Swiss railway station

Winterthur Grüze railway station (Bahnhof Winterthur Grüze) is a railway station that serves Grüze, an industrial zone in district number 2 of the city of Winterthur in the canton of Zurich, Switzerland. It is one of ten railway stations in the city of Winterthur (fare zone 120 of ZVV), the others being: , , , , , , , , and .

Opened in 1855, the station was built as a junction station and is the largest freight hub in Winterthur. It forms part of both the Tösstal line and the St. Gallen–Winterthur line. At the moment, it has no direct connection to the city bus (Stadtbus Winterthur) services, but the construction of a bridge above the station (to be opened in September 2026) will connect it to local bus routes in the future.

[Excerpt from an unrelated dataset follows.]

PR #9262, opened 2026-02-26
net/: Use both QUIC and TCP for initial URL requests

ckim1346:
This PR reintroduces the `use_quic_for_unknown_origins` flag to try both QUIC and TCP for initial/unknown URL requests. If QUIC returns first, it will cancel the TCP request and otherwise fall back on the TCP ensuring we try quick but also have a reliable fallback. Additionally, we allow non-production builds to use any port whereas production builds can only use privileged ports.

The roofs of the station platforms are listed buildings and are unique in Switzerland.

==Location==
The station is situated roughly on the border between central Winterthur (to the west) and the Grüze industrial area (to the east).

==History==
The station was built in 1855, and used for the first time on 14 October of that year for Sankt Gallisch-Appenzellische Eisenbahn scheduled service on the Winterthur–Wil railway. In 1875, the Tösstalbahn (TTB) was opened. Initially, due to its operator's lack of permission to enter Winterthur Hauptbahnhof, that line's termini were Grüze and Bauma.

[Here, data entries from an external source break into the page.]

PR #9268, opened 2026-02-26
starboard: const-ify |data| in CobaltExtensionPlatformServiceApi's Send()

rakuco:
Make the contract more explicit and indicate that the data received by Send() is read-only and any changes to it should be done by copying its contents.

Doing so also makes it easier and cleaner to use base::span in the browser side of the H5vccPlatformService implementation in a follow-up PR.

Bug: 487712437

### DIFF
--- a/cobalt/browser/h5vcc_platform_service/platform_service_impl.cc
+++ b/cobalt/browser/h5vcc_platform_service/platform_service_impl.cc
@@ -140,12 +140,9 @@ void PlatformServiceImpl::Send(const std::vector<uint8_t>& data,
   }
 
   uint64_t output_length = 0;
-  std::vector<uint8_t> mutable_data = data;
-  void* data_ptr = mutable_data.empty() ? nullptr : mutable_data.data();
-  uint64_t data_length = mutable_data.size();
   bool invalid_state = false;
 
-  void* response_ptr = api->Send(platform_service_, data_ptr, data_length,
+  void* response_ptr = api->Send(platform_service_, data.data(), data.size(),
                                  &output_length, &invalid_state);
 
   if (invalid_state) {
--- a/starboard/android/shared/platform_service.cc
+++ b/starboard/android/shared/platform_service.cc
@@ -90,7 +90,7 @@ void Close(CobaltExtensionPlatformService service) {
 }
 
 void* Send(CobaltExtensionPlatformService service,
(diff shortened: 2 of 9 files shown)


rakuco:

rakuco:
@hlwarriner not sure if this is actually allowed since it changes the function's signature?

hlwarriner:
> @hlwarriner not sure if this is actually allowed since it changes the function's signature?

I think there are two separate issues.

1. If we do want to change the signature, we should introduce a new version of the extension that adds the new function (with the `const void*` signature) and marks the old one as deprecated. Please see https://developers.google.com/youtube/cobalt/docs/codelabs/starboard_extensions/codelab#extension_versioning for more context.
2. I'm not sure we want to change the signature. I get your point that it seems like the data sent to the platform service should be `const`, but the Starboard extension wasn't defined that way and it may have been for good reason. For example, we may have wanted to give platform services the opportunity to modify the incoming buffer in-place. And because partners own their extension implementations, the Cobalt team isn't able to view them. @y4vor, I think you were involved in the original design + implementation; do you have an opinion on this?

rakuco:
@hlwarriner @y4vor feel free to revert this one if you think it makes more sense. It does change the API for partners so I'm still cautious about whether this is the way to go or not.

y4vor:
> > @hlwarriner not sure if this is actually allowed since it changes the function's signature?
> 
> I think there are two separate issues.
> 
> 1. If we do want to change the signature, we should introduce a new version of the extension that adds the new function (with the `const void*` signature) and marks the old one as deprecated. Please see https://developers.google.com/youtube/cobalt/docs/codelabs/starboard_extensions/codelab#extension_versioning for more context.
> 2. I'm not sure we want to change the signature. I get your point that it seems like the data sent to the platform service should be `const`, but the Starboard extension wasn't defined that way and it may have been for good reason. For example, we may have wanted to give platform services the opportunity to modify the incoming buffer in-place. And because partners own their extension implementations, the Cobalt team isn't able to view them. @y4vor, I think you were involved in the original design + implementation; do you have an opinion on this?

Technically we should bump the version of the extension as this is changing the interface. However for the current 27.lts release it would be fine as it isn't backwards compatible with previous releases. Going forward e.g. 28.lts we would need to bump the version for changes like this one.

It was not until 1882 that the operators of the Tösstalbahn could run trains to Winterthur Hauptbahnhof. For that purpose, a second track was created between Winterthur HB and Winterthur Grüze. The line from Winterthur HB to Räterschen (the next station towards Wil – St. Gallen), as well as the route to Tösstal (Winterthur HB – Winterthur Grüze – Winterthur Seen etc.) remained separated, without any connection between them.

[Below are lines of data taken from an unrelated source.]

PR #9270, opened 2026-02-26
cobalt: Build extra crashpad targets in gn_all only when use_evergreen=true

rakuco:
These targets do not exist on platforms like tvOS, and in any case they only seem to be used in 3p builds (see e.g.
`cobalt/build/evergreen-x64/package.json`).

Bug: 477518757

### DIFF
--- a/cobalt/BUILD.gn
+++ b/cobalt/BUILD.gn
@@ -69,7 +69,7 @@ group("gn_all") {
   if (is_starboard && build_updater_sandbox) {
     deps += [ "//chrome/updater/cobalt:updater_sandbox" ]
   }
-  if (use_crashpad) {
+  if (use_evergreen && use_crashpad) {
     deps += [
       "//third_party/crashpad/crashpad/handler:crashpad_handler($native_target)",
       "//third_party/crashpad/crashpad/tools:crashpad_database_util($native_target)",


rakuco:

rakuco:
@andrewsavage1 @hlwarriner PTAL. I'm not sure if `use_evergeen` is the right variable in this case, but I think my understanding of why this is needed is correct.

rakuco:
Thanks for reviewing this. Can you merge the PR as well?

> That said, I'm not sure if it can be built for iOS. It's possible it can be built on a host machine, to which the Crashpad database can also be extracted, so that the database can be queried. But anyway, it sounds fine to me to disable the build for now.

FWIW `crashpad_database_util` can be built with `host_toolchain`. I can send a follow-up PR that either does that if you prefer, or even something that sets `native_target` to `host_toolchain` when `build_with_separate_cobalt_toolchain` is false (I'm just not very familiar with 3p and dunno if this would end up causing other kinds of failures).

hlwarriner:
> Thanks for reviewing this. Can you merge the PR as well?
>
Sure, will do.

> > That said, I'm not sure if it can be built for iOS. It's possible it can be built on a host machine, to which the Crashpad database can also be extracted, so that the database can be queried. But anyway, it sounds fine to me to disable the build for now.
> 
> FWIW `crashpad_database_util` can be built with `host_toolchain`. I can send a follow-up PR that either does that if you prefer, or even something that sets `native_target` to `host_toolchain` when `build_with_separate_cobalt_toolchain` is false (I'm just not very familiar with 3p and dunno if this would end up causing other kinds of failures).

Sounds good. I would probably prefer the first option.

With the commissioning of the new electrical signalling in 1953, the two tracks to Winterthur were connected with each other by a set of points (switches). Between Winterthur HB and Winterthur Grüze, double track operation was introduced. Räterschen railway station also received new signalling (integrated circuits) at that time.

Simultaneously, the main line (Winterthur – Winterthur Grüze – Räterschen – (Wil – St. Gallen)) was renovated, and the section between Winterthur Grüze and Räterschen converted to double track (the St. Gallen – Wil – Räterschen section had been built as a double track section right from the beginning).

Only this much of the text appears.